Total hardware cost was significant. Total operating cost is negligible. The ROI calculation isn’t “AI agent vs. human employee.” It’s “5 AI employees running 24/7 for the cost of electricity.”

What’s Next

We’re building the scheduling layer now. Right now Becky assigns tasks manually based on a priority queue. The next version will pull from a task board automatically, match personality profiles to task types, and handle worker failures with automatic reassignment. Basically, we’re building a job scheduler. Not a novel concept. Slurm has existed for decades. But Slurm schedules compute jobs. We’re scheduling cognitive work.

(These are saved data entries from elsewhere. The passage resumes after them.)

PR #1936, opened 2024-05-08
Bugfix: Updated URL service `isCallbackFromSts`

### LINKED ISSUE #1935: [Bug]: Query parameter hijacking
### Version

At least 16 and 17

_No response_

```true
The `isCallbackFromSts` only checks for one of the query parameters in the `CALLBACK_PARAMS_TO_CHECK` array, effectively hijacking these parameters for every route in the application.
```

```true
Add any of the `CALLBACK_PARAMS_TO_CHECK` (['code', 'state', 'token', 'id_token']) to the application URL, and the `isCallbackFromSts` method will return true.
```

```true
I would expect the `isCallbackFromSts` to take the redirect URI into consideration.
```

### Additional context

_No response_

erichjsonfosse:
Hey @damienbod :)

Let me know if I've missed or misunderstood anything.
Also let me know if you want a PR for 17 as well.

I added the option to match current URL to the redirect URI when determining whether or not it's a callback.

Fixes #1935 with backwards compatibility.

Also added a comment in the config interface saying `NB: Default will be true in v18.` (for the new `checkRedirectUrlWhenCheckingIfIsCallback` config option), as I do think that this should be done, because the default should be to only regard the redirect URI as a possible callback URL.

### DIFF
--- a/docs/site/angular-auth-oidc-client/docs/documentation/configuration.md
+++ b/docs/site/angular-auth-oidc-client/docs/documentation/configuration.md
@@ -260,9 +260,10 @@ This is the `redirect_url` which was configured on the Security Token Service (S
 
 - Type: `boolean`
 - Required: `false`
-- Default: `false` *NB:* Default will be `true` in v18.
 
 Whether to check if current URL matches the redirect URI when determining if current URL is in fact the redirect URI.
+
+Default = _false_ *NB:* Default will be `true` in v18.
 
 ### `clientId`
 
--- a/docs/site/angular-auth-oidc-client/docs/documentation/configuration.md
+++ b/docs/site/angular-auth-oidc-client/docs/documentation/configuration.md
@@ -256,6 +256,14 @@ Allows you to set custom URLs for the Well-Known endpoints.
 
 This is the `redirect_url` which was configured on the Security Token Service (STS).
 
+### `checkRedirectUrlWhenCheckingIfIsCallback`
+
+- Type: `boolean`
+- Required: `false`
+- Default: `false` *NB:* Default will be `true` in v18.
+
+Whether to check if current URL matches the redirect URI when determining if current URL is in fact the redirect URI.
+
 ### `clientId`
 
 - Type: `string`
--- a/projects/angular-auth-oidc-client/src/lib/utils/url/url.service.ts
+++ b/projects/angular-auth-oidc-client/src/lib/utils/url/url.service.ts
@@ -73,9 +73,13 @@ export class UrlService {
       const currentUrlInstance = new URL(currentUrl);
       const redirectUriUrlInstance = new URL(this.getRedirectUrl(config));
 
+      const redirectUriWithoutQueryParams = this.getUrlWithoutQueryParameters(redirectUriUrlInstance).toString();
+      const currentUrlWithoutQueryParams = this.getUrlWithoutQueryParameters(currentUrlInstance).toString();
+      const redirectUriQueryParamsArePresentInCurrentUrl = this.queryParametersExist(redirectUriUrlInstance.searchParams, currentUrlInstance.searchParams);
+
       if (
-        this.getUrlWithoutQueryParameters(redirectUriUrlInstance).toString() !== this.getUrlWithoutQueryParameters(currentUrlInstance).toString() ||
-        !this.queryParametersExist(redirectUriUrlInstance.searchParams, currentUrlInstance.searchParams)
+        redirectUriWithoutQueryParams !== currentUrlWithoutQueryParams ||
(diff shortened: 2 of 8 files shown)


projects/angular-auth-oidc-client/src/lib/utils/url/url.service.ts
```diff
@@ -40,7 +40,47 @@ export class UrlService {
...
+      u.searchParams.delete(key);
+    });
+
+    return u;
+  }
+
+  queryParametersExist(expected: URLSearchParams, actual: URLSearchParams): boolean {
+    let r = true;
+
+    expected.forEach((v, k) => {
```
FabianGosebrink, line 62: Can we work with a `some` instead of a `foreach` and a variable? Have not tried it out.

projects/angular-auth-oidc-client/src/lib/utils/url/url.service.ts
```diff
@@ -40,7 +40,47 @@ export class UrlService {
...
+    return r;
+  }
+
+  isCallbackFromSts(currentUrl: string, config?: OpenIdConfiguration): boolean {
+    if (config && config.checkRedirectUrlWhenCheckingIfIsCallback) {
+      const currentUrlInstance = new URL(currentUrl);
+      const redirectUriUrlInstance = new URL(this.getRedirectUrl(config));
+
+      if (
+        this.getUrlWithoutQueryParameters(redirectUriUrlInstance).toString() !== this.getUrlWithoutQueryParameters(currentUrlInstance).toString() ||
```
FabianGosebrink, line 77: simplify this if-statement with variables to make it bette readable.

FabianGosebrink (changes requested):

FabianGosebrink:
Thanks for this PR, that is looking really nice. Thank you! Can we also update the docs accordingly?

projects/angular-auth-oidc-client/src/lib/utils/url/url.service.ts
erichjsonfosse: The `URLSearchParams` interface does not seem to have a `some`-method

erichjsonfosse:
@damienbod 
I've added a section for `checkRedirectUrlWhenCheckingIfIsCallback` to the `configuration.md`-file. Was that the kind of documentation you were looking for?

erichjsonfosse:
@FabianGosebrink 
I've added a section for `checkRedirectUrlWhenCheckingIfIsCallback` to the `configuration.md`-file. Was that the kind of documentation you were looking for?

docs/site/angular-auth-oidc-client/docs/documentation/configuration.md
```diff
@@ -256,6 +256,14 @@ Allows you to set custom URLs for the Well-Known endpoints.
 
 This is the `redirect_url` which was configured on the Security Token Service (STS).
 
+### `checkRedirectUrlWhenCheckingIfIsCallback`
+
+- Type: `boolean`
+- Required: `false`
+- Default: `false` *NB:* Default will be `true` in v18.
```
timdeschryver, line 263: To keep things consistent with the rest of the docs, the default should be moved to below the description. For example see `silentRenewTimeoutInSeconds`

erichjsonfosse: @timdeschryver 
Good point!
Better now? :)

FabianGosebrink (approved):

docs/site/angular-auth-oidc-client/docs/documentation/configuration.md
timdeschryver: Thanks @erichjsonfosse

timdeschryver (approved):

erichjsonfosse:
Thanks for helping out here, everyone!

Any ETA on an updated package :) ?

erichjsonfosse:
> Thanks for helping out here, everyone!
> 
> Any ETA on an updated package :) ?

@FabianGosebrink @timdeschryver @damienbod :)

erichjsonfosse:
@FabianGosebrink @timdeschryver @damienbod 

Is there anything I can do to help speed up the deployment of an updated 16 version?

damienbod:
Hi @erichjsonfosse releasing a  new package for v16 was not on my radar. Let me check.

damienbod:
16.0.2 released

erichjsonfosse:
@damienbod 
Do you need me to fire up a PR for the 17 and 18 versions as well, or do you have what you need in this one :) ?

damienbod:
Version 18 would be nice, thanks

PR #1937, opened 2024-05-10
feat: add authenticated and userData signals

timdeschryver:
I had some time so I wanted to try-out signals within this library.

This PR adds two signals for the most common/used methods (from my perspective), which are `isAuthenticated$` and `userData$`. I've just wrapped the observable with `toSignal`.

I've updated the standalone example app to test it out.

Thoughts? I can also convert this into an issue.

Anonymous:
image

Authenticated:
image


FabianGosebrink:
Thanks for this PR. I think it is a nice addition to move otwards signals. Thanks!!!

The personality profiles need refinement too. Right now they’re system prompts with tool preferences. We want them to include learned patterns from previous tasks, preferred libraries, coding style guides, research methodologies. Not fine-tuning the model. Loading context that makes the worker effective at a specific type of work, fast.

If you’re running AI agents for real work, stop thinking about them as assistants. Start thinking about them as employees. Give them roles. Give them shifts. Give them a manager. And for the love of efficiency, let them share the workload.

The code is open source. The architecture runs on OpenClaw. The personality profiles are just YAML. None of this requires permission from a platform vendor.

Build your own staffing agency. Hire your first pool. Put them to work.